Work to be completed:
What lines below mention the word "undefined"? Copy each one.

Stored data:
========================================================================

PR #1027, opened 2020-05-07
Ticket 934 - Layers Info content & logic

### LINKED ISSUE #934: Layers Info Content and Logic
Description of the logic flow:
**Webmap groups** (for layers which come from webmap group, the following logic is used):

1. Full extended metadata from ArcGIS Online is used if the metadata is defined in ArcGIS Online for the item (https://doc.arcgis.com/en/arcgis-online/manage-data/metadata.htm)
2. If extended metadata is not defined, then the description and summary are used instead
3. If the layer added is an ArcGIS Feature Service or MapService and the service was added to the map via a URL, the metadata from the layer itself will be used.

**Non-Webmap groups** (for layers which are configured through the configuration, the following logic is used):
1. If the Technical name for a layer is specified, then the metadata for the layer will be pulled from the GFW Metdata API
2. If the layer is stored in the API, and includes a metadata URL the source used will be the metadata
3. If the technical name is not specified and the data is hosted through ArcGIS (Feature or MapService Layer) metadata from the layer will be used. Make sure your layer includes metadata before you publish it

Checklist:
- [x] Webmap - Checks for ArcGIS Online metadata. This is on hold until we talk to Christina as PROD apps fail to do this fetch we need to make sure we actually need this function
- [x] Webmap - Description and summary is used using endpoint for each layer `layer.url/?f=pjson`
- [x] Webmap - not sure how No3 is different from No.2 it warrants a conversation, for now this item is on hold
- [x] Non-Webmap - if layer has technical name, hit GFW Metadata API to retrieve info
- [x] Non-Webmap - if layer does not have technical name, use metadata that comes from GFW API along with layer info
- [x] Non-Webmap - if layer has no technical name, and was created through URL in the config, use metadata on layer like in webmap No.2 scenario

eyosef:
This ticket implements the logic flow for ticket 934 - fixes #934 

What it accomplishes;
- implements logic flow for `InfoContent.tsx`
- works when testing w/appID for Christina's test app & `clean-slate`'s original webmap ID
- If logic workflow doesn't work, content returns 'No information available'

What it doesn't accomplish;
- While I did test this logic across multiple webmap IDs, since there are many ways to create maps, it's possible we may run into an edge case some day. Just flagging for future reference.


src/js/controllers/mapController.ts
```diff
@@ -120,6 +120,7 @@ export class MapController {
     this._map = new WebMap({
       portalItem: {
         id: webmapID
+        // id: 'a81c9f897c7041d59f1076687d2bde16' // * Christina's test app ID
```
vaidotasp: let's remove this line
```suggestion
```

src/js/helpers/mapController/miscLayerHelpers.ts
```diff
@@ -100,35 +100,83 @@ export async function extractWebmapLayerObjects(
...
+          maxScale,
+          minScale,
+          sublayer: false,
+          portalItemID: layer.portalItem.id
+        });
+      } else {
+        legendInfo = layer.layerId
+          ? legendInfo.layers.find((l: any) => l.layerId === layer.layerId)
+              .legend
+          : legendInfo;
```
vaidotasp: can you pull in latest `clean-slate` and remove the changes from this file? I think I have a solution for this bug already in place!

src/js/components/sharedComponents/InfoContent.tsx
```diff
@@ -1,33 +1,175 @@
...
+
+interface ContentError {
+  error: string;
+}
+
+type Content = MetadataContent | ContentError;
+
+const getMetadata = async (layer: any): Promise<any> => {
+  let content: any;
+  const metadataURL = `https://www.arcgis.com/sharing/rest/content/items/${layer.portalItemID}/info/metadata/metadata.xml`;
```
vaidotasp: the domain "https://www.arcgis.com" should be coming from the redux `appSettings.sharinghost` can you double check that it is the case in PROD as well?

src/js/components/sharedComponents/InfoContent.tsx
```diff
@@ -1,33 +1,175 @@
...
+      (element: any) => element.name === 'idPurp'
+    ).elements[0].text;
+
+    content = {
+      title,
+      functionOrPurpose,
+      overview
+    };
+  }
+  if (!metadataExists && layerMetadataExists) {
```
vaidotasp: let's do `else if (layerMetadataExists) {`

src/js/components/sharedComponents/InfoContent.tsx
```diff
@@ -1,33 +1,175 @@
...
+    const title = element.elements
+      .find((element: any) => element.name === 'idCitation')
+      .elements.find((subElement: any) => subElement.name === 'resTitle')
+      .elements[0].text;
+    const overview = element.elements.find(
+      (element: any) => element.name === 'idAbs'
+    ).elements[0].text;
+    const functionOrPurpose = element.elements.find(
+      (element: any) => element.name === 'idPurp'
+    ).elements[0].text;
```
vaidotasp: we can extract this into a function or something like that because we are using this exact code multiple times?

src/js/components/sharedComponents/InfoContent.tsx
```diff
@@ -1,33 +1,175 @@
...
+        functionOrPurpose,
+        overview
+      };
+    }
+  } else {
+    // * if portalItemID exists, fetch info w/ it
+
+    if (layer.portalItemID) {
+      const results = await fetch(
+        `https://www.arcgis.com/sharing/rest/content/items/${layer.portalItemID}/?f=pjson`
```
vaidotasp: same comment about sharinghost from redux applies here.

vaidotasp (changes requested):

src/js/components/sharedComponents/InfoContent.tsx
eyosef: @vaidotasp confirmed - that's what's happening in `clean-slate`. I'll implement this now

src/js/components/sharedComponents/InfoContent.tsx
```diff
@@ -1,33 +1,136 @@
...
+  tags?: string;
+  overview?: string;
+}
+
+interface ContentError {
+  error: string;
+}
+
+type Content = MetadataContent | ContentError;
+type SharingHost = string | undefined;
```
vaidotasp: instead of declaring this here, can we do the following: 1) in `appSettings/types` lets change sharinghost from optional parameter to required 2) can we add default sharinghost in appSettings/reducers to be 'https://www.arcgis.com'. This way we can read it directly from appSettings and we do not need to declare type or potentially have it as undefined because it will always be defined in that default reducer.

src/css/leftpanel.scss
```diff
@@ -533,12 +533,17 @@
 .layers-control-container {
   color: $dark-grey;
 
+  .buffer {
+    padding-bottom: 1rem;
+  }
+
```
vaidotasp: instead of creating this buffer div that adds padding can we remove it and add `margin-top: 1rem` to the `.layers-control-checkbox` class?

vaidotasp (changes requested):

vaidotasp (approved):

========================================================================

Task output:
+type SharingHost = string | undefined;
vaidotasp: instead of declaring this here, can we do the following: 1) in `appSettings/types` lets change sharinghost from optional parameter to required 2) can we add default sharinghost in appSettings/reducers to be 'https://www.arcgis.com'. This way we can read it directly from appSettings and we do not need to declare type or potentially have it as undefined because it will always be defined in that default reducer.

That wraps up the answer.